Data shown —
- Opening Delimiter -

PR #9623, opened 2026-02-12
fix a lot of low level cppcheck warnings

caveman99:
let's see where this barfs ;-)

### DIFF
--- a/src/mesh/RadioInterface.cpp
+++ b/src/mesh/RadioInterface.cpp
@@ -366,8 +366,7 @@ std::unique_ptr<RadioInterface> initLoRa()
 
     if ((!rIf) && (config.lora.region != meshtastic_Config_LoRaConfig_RegionCode_LORA_24)) {
         // If specified TCXO voltage fails, attempt to use DIO3 as a reference instead
-        rIf =
-            std::unique_ptr<SX1262Interface>(new SX1262Interface(loraHal, SX126X_CS, SX126X_DIO1, SX126X_RESET, SX126X_BUSY));
+        rIf = std::unique_ptr<SX1262Interface>(new SX1262Interface(loraHal, SX126X_CS, SX126X_DIO1, SX126X_RESET, SX126X_BUSY));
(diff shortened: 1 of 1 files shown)


src/Power.cpp
```diff
@@ -705,9 +705,9 @@ bool Power::setup()
     } else if (analogInit()) {
         found = true;
     }
-
 #ifdef NRF_APM
-    found = true;
+    if (!found)
```
thebentern: Was this throwing a warning? Seems odd

src/input/TCA8418Keyboard.cpp
```diff
@@ -72,7 +71,7 @@ void TCA8418Keyboard::pressed(uint8_t key)
     }
 
     // Compute key index based on dynamic row/column
-    next_key = row * _TCA8418_COLS + col;
+    next_key = (int8_t)(row * _TCA8418_COLS + col);
```
thebentern, line 74: Shouldn't this be a uint8_t?

src/Power.cpp
caveman99: that's the last one standing out - it's cppcheck being weird.

src/input/TCA8418Keyboard.cpp
caveman99: that was also one of my question marks. i'll review once more

src/Power.cpp
caveman99: The original warning was 'found is changes several times without computation in between. now it complains that the if part is superfluous.

src/input/TCA8418Keyboard.cpp
caveman99: Ah. next_key and last_key are class variables defined as int_8 - the original issue was variable shadowing inside the pressed() function by redefining as uint8 and then signed/unsigned comaprison to int8 last_key. 

Apparently last_key can be <0 (checked in release()) - are they prone to go over 128? If so we shouold increase to INt16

- Closing Delimiter -

Task item —
If a line in the records above contains the string "RadioInterface", copy that line out.

Finished task —
--- a/src/mesh/RadioInterface.cpp
+++ b/src/mesh/RadioInterface.cpp
@@ -366,8 +366,7 @@ std::unique_ptr<RadioInterface> initLoRa()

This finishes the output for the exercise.